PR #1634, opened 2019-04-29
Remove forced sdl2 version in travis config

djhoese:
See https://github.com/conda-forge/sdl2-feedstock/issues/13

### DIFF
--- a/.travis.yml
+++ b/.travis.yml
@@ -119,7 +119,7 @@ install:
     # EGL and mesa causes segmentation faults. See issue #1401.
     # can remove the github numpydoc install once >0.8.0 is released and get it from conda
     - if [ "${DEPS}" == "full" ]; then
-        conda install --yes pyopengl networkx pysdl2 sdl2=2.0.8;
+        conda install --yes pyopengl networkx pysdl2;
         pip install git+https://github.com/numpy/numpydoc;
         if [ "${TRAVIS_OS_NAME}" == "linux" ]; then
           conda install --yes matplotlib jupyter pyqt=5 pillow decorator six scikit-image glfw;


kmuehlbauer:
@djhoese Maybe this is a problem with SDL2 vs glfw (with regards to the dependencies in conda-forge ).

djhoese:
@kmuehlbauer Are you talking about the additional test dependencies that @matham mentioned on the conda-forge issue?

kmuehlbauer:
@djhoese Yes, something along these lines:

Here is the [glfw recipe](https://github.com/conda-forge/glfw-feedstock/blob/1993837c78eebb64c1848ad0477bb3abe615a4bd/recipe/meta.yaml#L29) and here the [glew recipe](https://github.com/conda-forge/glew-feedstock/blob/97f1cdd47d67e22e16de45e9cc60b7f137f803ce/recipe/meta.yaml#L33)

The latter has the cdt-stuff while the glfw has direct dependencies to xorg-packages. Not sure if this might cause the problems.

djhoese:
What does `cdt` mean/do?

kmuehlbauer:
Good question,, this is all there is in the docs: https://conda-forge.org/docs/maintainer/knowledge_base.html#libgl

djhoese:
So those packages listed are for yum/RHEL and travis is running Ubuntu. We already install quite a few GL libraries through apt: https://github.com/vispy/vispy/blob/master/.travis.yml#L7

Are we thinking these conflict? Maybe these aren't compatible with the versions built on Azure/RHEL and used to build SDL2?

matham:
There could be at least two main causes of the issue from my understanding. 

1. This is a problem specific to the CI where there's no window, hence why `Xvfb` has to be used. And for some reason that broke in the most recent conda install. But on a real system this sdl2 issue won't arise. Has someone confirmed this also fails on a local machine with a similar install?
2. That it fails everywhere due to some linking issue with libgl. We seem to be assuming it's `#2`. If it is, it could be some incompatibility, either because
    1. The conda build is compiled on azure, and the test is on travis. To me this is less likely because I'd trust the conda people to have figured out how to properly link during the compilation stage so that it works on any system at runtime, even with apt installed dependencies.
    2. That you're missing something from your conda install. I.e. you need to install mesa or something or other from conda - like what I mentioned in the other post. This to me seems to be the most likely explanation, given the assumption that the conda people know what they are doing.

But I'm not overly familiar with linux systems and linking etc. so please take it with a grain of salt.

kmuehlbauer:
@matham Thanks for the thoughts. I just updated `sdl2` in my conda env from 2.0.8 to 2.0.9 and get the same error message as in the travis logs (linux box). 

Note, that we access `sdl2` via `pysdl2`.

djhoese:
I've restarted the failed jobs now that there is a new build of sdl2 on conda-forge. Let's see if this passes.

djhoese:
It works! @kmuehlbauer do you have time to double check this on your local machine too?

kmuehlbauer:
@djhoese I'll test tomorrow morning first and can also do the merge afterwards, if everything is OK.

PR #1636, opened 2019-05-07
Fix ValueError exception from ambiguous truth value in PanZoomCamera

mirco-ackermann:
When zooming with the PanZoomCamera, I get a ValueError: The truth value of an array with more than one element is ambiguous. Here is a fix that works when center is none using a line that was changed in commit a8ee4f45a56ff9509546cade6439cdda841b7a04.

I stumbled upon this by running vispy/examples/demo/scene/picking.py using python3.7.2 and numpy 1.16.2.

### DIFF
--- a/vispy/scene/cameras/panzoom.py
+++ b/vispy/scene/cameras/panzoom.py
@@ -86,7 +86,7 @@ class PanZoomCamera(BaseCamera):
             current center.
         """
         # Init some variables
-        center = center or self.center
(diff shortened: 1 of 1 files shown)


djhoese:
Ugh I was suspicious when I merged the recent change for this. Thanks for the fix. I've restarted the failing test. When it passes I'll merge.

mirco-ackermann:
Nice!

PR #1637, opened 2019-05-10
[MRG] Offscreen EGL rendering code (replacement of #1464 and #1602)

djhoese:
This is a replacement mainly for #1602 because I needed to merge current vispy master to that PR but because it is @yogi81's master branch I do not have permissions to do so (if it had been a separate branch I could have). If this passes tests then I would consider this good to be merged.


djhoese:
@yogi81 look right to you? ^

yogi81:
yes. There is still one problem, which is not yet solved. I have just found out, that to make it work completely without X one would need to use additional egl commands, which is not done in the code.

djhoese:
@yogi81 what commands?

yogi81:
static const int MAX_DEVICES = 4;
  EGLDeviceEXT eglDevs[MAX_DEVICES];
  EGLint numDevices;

**EXERCISE DETAILS**
Lines with "could": copy every one of them from the listing above.

**PROBLEM SOLUTION**
There could be at least two main causes of the issue from my understanding. 
2. That it fails everywhere due to some linking issue with libgl. We seem to be assuming it's `#2`. If it is, it could be some incompatibility, either because
This is a replacement mainly for #1602 because I needed to merge current vispy master to that PR but because it is @yogi81's master branch I do not have permissions to do so (if it had been a separate branch I could have). If this passes tests then I would consider this good to be merged.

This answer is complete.